Converting speech into PoS correct gibberish
The goal of gibberscript was to support a VR game that simulated what it might be like to hear English as if you were a non-native speaker. Gibberscript provided the sentences NPCs in the game were to speak. These sentences are created by translating English sentences into 'part of speech correct' gibberish.
To maintain similar sentence structures to real English Gibberscript will take in an input sentence and use the Stanford Natural Language Processor to tag it's parts of speech. It will then return a sentence where the words have been replaced with a random english word from the same part of speech (noun -> noun, adjective -> adjective, etc.).
The dog howled
Becomes
A blender read
Like any other language English has some words that are used very frequently and I wanted to capture that in Gibberscript. This was done a by creating a cipher, a simple map of words that have already been translated so (following our example from above) if we ever use dog in an input sentence again it would be replaced with blender.
I needed to get words to substitute in from somewhere and it ended up being more difficult than I expected. At first I chose to use novels in the public domain, which worked ok but my sentences would get translated into antiquated words like 'thee' and 'nuncle'. I decided to scrap that dataset and instead grabbed 100 transcribed presidential speeches. These worked much better although idioms and slang are probably underrepresented.

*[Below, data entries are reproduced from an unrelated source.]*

PR #3429, opened 2022-09-09
[editorial] Change pipeline IO to shader-stage IO

### LINKED ISSUE #3034: Overloading of the word `pipeline`
We have two concepts for the word `pipeline`:

1. The API pipeline, with its bind groups.
2. The GPU vertex and fragment pipeline - as in a processing pipeline.

Both of these usages show up in the spec and can make things confusing. For instance, in [4.4.4 IO-shareable Types](https://www.w3.org/TR/WGSL/#io-shareable-types) we refer to the `User-defined pipeline input and output values`. In this specific case we mean the GPU vertex/fragment pipeline and not the API pipeline. Picking the wrong definition of `pipeline` makes it seem like arrays can not be passed into a shader as a storage or uniform buffer as they don't fit as IO-shareable.

We should restrict the use of `pipeline` to _only_ mean the API pipeline and find a better word for the GPU vertex -> fragment pathway.

alan-baker:
Fixes #3034

* Disambiguate uses of pipeline by renaming pipeline IO to shader stage IO

### DIFF
--- a/wgsl/index.bs
+++ b/wgsl/index.bs
@@ -208,9 +208,9 @@ that run on the GPU.
 WebGPU issues a unit of work to the GPU in the form of a [[WebGPU#gpu-command|GPU command]].
 WGSL is concerned with two kinds of GPU commands:
 * a <dfn noexport>draw command</dfn> executes a [=GPURenderPipeline|render pipeline=]
-    in the context of [=pipeline input|inputs=], [=pipeline output|outputs=], and attached [=resources=].
+    in the context of [=shader stage input|inputs=], [=shader stage output|outputs=], and attached [=resources=].
 * a <dfn noexport>dispatch command</dfn> executes a [=GPUComputePipeline|compute pipeline=]
-    in the context of [=pipeline input|inputs=] and attached [=resources=].
+    in the context of [=shader stage input|inputs=] and attached [=resources=].
 
 Both kinds of pipelines use shaders written in WGSL.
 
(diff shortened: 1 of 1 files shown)


dj2 (approved):

mehmetoguzderin (approved):
LGTM!

wgsl/index.bs
```diff
@@ -3978,7 +3978,7 @@ effective-value-type.
     converted=] to the [=effective-value-type=].
 3. If an initializer is not specified, a value must be provided at [=pipeline
     creation|pipeline-creation time=].
-4. [=Override-declarations=] are part of the pipeline interface, but are not
+4. [=Override-declarations=] are part of the shader interface, but are not
```
mehmetoguzderin, line 3981: Would this better be shader stage interface or more correct to leave as shader interface @alan-baker ?

mehmetoguzderin (changes requested):

wgsl/index.bs
dneto0: Good question.  They are set on the pipeline, so I prefer it to say "shader interface" here.  But that's a conceptual judgement.

dneto0 (approved):
LGTM.

wgsl/index.bs
mehmetoguzderin: @dneto0 thanks

mehmetoguzderin (approved):

Issue #4478, opened 2024-02-01
Remove "update the rendering" hook for service/shared worker


kainino0x:
Per https://github.com/whatwg/html/issues/10112 we should remove the hooks into "update the rendering" for service/shared worker, and we should leave a note explaining that they're not needed because there's no rAF and you can't transferControlToOffscreen to service/shared workers.

beaufortfrancois:
See https://github.com/gpuweb/gpuweb/pull/4479

kainino0x:
Marking editorial as the question has been more or less resolved over on whatwg/html#10112.

PR #4479, opened 2024-02-02
Remove 'update the rendering' hook for service/shared worker

beaufortfrancois:
FIX https://github.com/gpuweb/gpuweb/issues/4478

### DIFF
--- a/spec/index.bs
+++ b/spec/index.bs
@@ -13550,11 +13550,12 @@ specified points.
 
     - "update the rendering or user interface of that `Document`"
     - "update the rendering of that dedicated worker"
-    - "update the rendering of that service worker"
-    - "update the rendering of that shared worker"
 
-    Issue(whatwg/html#10112): HTML doesn't define "update the rendering" for service
-    and shared workers yet. Update this text when it does.
+    Note: {{AnimationFrameProvider/requestAnimationFrame()}} is not exposed in
+    {{ServiceWorkerGlobalScope}} and {{SharedWorkerGlobalScope}} and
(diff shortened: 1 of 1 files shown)


spec/index.bs
```diff
@@ -13550,11 +13550,12 @@ specified points.
...
-    - "update the rendering of that service worker"
-    - "update the rendering of that shared worker"
 
-    Issue(whatwg/html#10112): HTML doesn't define "update the rendering" for service
-    and shared workers yet. Update this text when it does.
+    Note: {{AnimationFrameProvider/requestAnimationFrame()}} is not exposed in
+    {{ServiceWorkerGlobalScope}} and {{SharedWorkerGlobalScope}} and
+    {{HTMLCanvasElement/transferControlToOffscreen()}} is valid only to send to
+    {{DedicatedWorkerGlobalScope}}.
+    See [whatwg/html#10112 issue](https://github.com/whatwg/html/issues/10112).
```
kainino0x, line 13558: nit: adding a little bit more explanation
```suggestion
    Note:
    Service and Shared workers do not have "update the rendering" steps
    because they cannot render to user-visible canvases.
    {{AnimationFrameProvider/requestAnimationFrame()}} is not exposed in
    {{ServiceWorkerGlobalScope}} and {{SharedWorkerGlobalScope}}, and
    {{OffscreenCanvas}}es from {{HTMLCanvasElement/transferControlToOffscreen()}}
    [cannot be sent to these workers](https://github.com/whatwg/html/issues/10112).
```

kainino0x (approved):

PR #4482, opened 2024-02-05
[wgsl] Fixup bitcast return types.

dj2:
The bitcast overloads which accept a `vecN` should also be returning a `vecN`. The `u32` overrides should return a `u32` as that is what is being bitcast too.

This CL fixes the definitions in the spec to return the correct types.


alan-baker (approved):
Thanks

Issue #4451, opened 2024-01-10
[editorial] Improve consistency of how values are represented in the spec


alan-baker:
From #4449, the spec is not consistent about when it uses code-styled text for values. Most uses of boolean values are code-styled, but there is much less consistency for raw numbers.

My preference would be to use code styling when we refer to a value in a shader generally.

PR #4485, opened 2024-02-07
Clarify typography of abstract int 0 and abstract float 0

dneto0:
Addresses @ben-clayton feedback on a previous PR: https://github.com/gpuweb/gpuweb/pull/4449/files#r1447358137

### DIFF
--- a/wgsl/index.bs
+++ b/wgsl/index.bs
@@ -12233,8 +12233,8 @@ The zero values are as follows:
 * The zero value for an *C*-column *R*-row matrix of type *T* is the matrix of those dimensions filled with the zero value for *T*.
 * The zero value for a [=constructible=] *N*-element array with element type *E* is an array of *N* elements of the zero value for *E*.
 * The zero value for a [=constructible=] structure type *S* is the structure value *S* with zero-valued members.
-* The zero value of an [=AbstractInt=] is 0.
-* The zero value of an [=AbstractFloat=] is 0.0.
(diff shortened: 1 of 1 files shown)


wgsl/index.bs
```diff
@@ -12233,8 +12233,8 @@ The zero values are as follows:
 * The zero value for an *C*-column *R*-row matrix of type *T* is the matrix of those dimensions filled with the zero value for *T*.
 * The zero value for a [=constructible=] *N*-element array with element type *E* is an array of *N* elements of the zero value for *E*.
 * The zero value for a [=constructible=] structure type *S* is the structure value *S* with zero-valued members.
-* The zero value of an [=AbstractInt=] is 0.
-* The zero value of an [=AbstractFloat=] is 0.0.
+* The zero value of an [=AbstractInt=] is `0`
+* The zero value of an [=AbstractFloat=] is `0.0`
```
mehmetoguzderin, line 12237: Is the omission of trailing dots intentional? Thank you

alan-baker (commented):
I'd rather just address this as part of #4451. This change makes the bullets more inconsistent than before.

wgsl/index.bs
dneto0: Yes.
I don't want readers to mistake this for part of the syntax of the token.

dneto0:
Close in favour of the broader work of #4451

There are a couple cool paths I think this project could take. One could be improving and analysing the data set of words we draw from, rather than grab a word that matches an input words part of speech randomly we could analyse how popular the input word is and swap it with a word of a similar frequency. We could also analayse input words syllables so that a word like dog can't be changed to refrigerator and we preserve a similar sentence cadence. Another route would be instead of changing the words with a preexisting English word we analalyze a dataset and try to reproduce to phonetics of the language. Returning gibberish that is truly unintelligable but still sounds like English.